Currently, the project investigates:

  1. ...whether Structural resolution can make Automated Theorem Proving better:
  2. And whether this will bring more precise methods of operational semantics to automated proof search, leading to richer coinductive algorithms.

  3. ... whether structural resolution can enrich programming language design via new Type Inference algorithms.

    P.Fu, E.Komendantskaya, T.Schrijvers, A.Pond. Proof Relevant Corecursive Resolution Accepted to FLOPS'2016, Japan, 3-6 March 2016.

See also: Workshop on Type inference and Automated Proving, 12 May 2015.

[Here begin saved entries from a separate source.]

PR #100, opened 2020-02-25
testsuite: fix tests that do not work in some environments

grondo:
This PR fixes a couple tests in flux-security that are broken on LC clusters.

 Nothing too major:

 * Update the method for determining system munged socket (newer MUNGE versions have another line that contains "socket" in the `--help` output)
 * Skip setuid tests in the IMP testsuite when running on a filesystem with nosuid (or other scenarios where setuid permissions cannot be set on executables)

### DIFF
--- a/.github/workflows/main.yml
+++ b/.github/workflows/main.yml
@@ -1,0 +1,12 @@
+on: pull_request
+jobs:
+  check-pr:
+    name: validate commits
+    runs-on: ubuntu-latest
+    steps:
+    - uses: actions/checkout@v2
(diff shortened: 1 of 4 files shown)


grondo:
I've pushed a couple other commits here for expediency:
 * add mergify config
 * add GitHub pr-validator action

I'm perfectly willing to submit a separate PR for the mergify and GitHub Workflow additions, since they are unrelated to the testsuite fixes.

grondo:
Thanks!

Past and Present Project members:

  1. Katya Komendantskaya, University of Dundee, PI
  2. John Power, University of Bath, co-PI
  3. Peng Fu, University of Dundee, RA
  4. Frantisek Farka, PhD student
  5. Jonathan Heras, University of Rioja, former RA
  6. Martin Schmidt, University of Osnabrueck, visiting PhD student
  7. Vladimir Komendantsky, Moixa UK , London, former RA
  8. Andrew Pond, University of Dundee, internship student

Project partners:

  1. Davide Ancona, Genova University
  2. Tarmo Uustalu, Tallinn University of Technology
  3. Kevin Hammond, University of St Andrews
  4. Neil Ghani,University of Strathclyde
  5. Gopal Gupta, University of Texas at Dallas

Project Software and Prototype Implementations

Structural resolution: three-tier calculus for proofs in first-order Horn logic programming, semi-decision for productivity of logic programs via guardednes checks.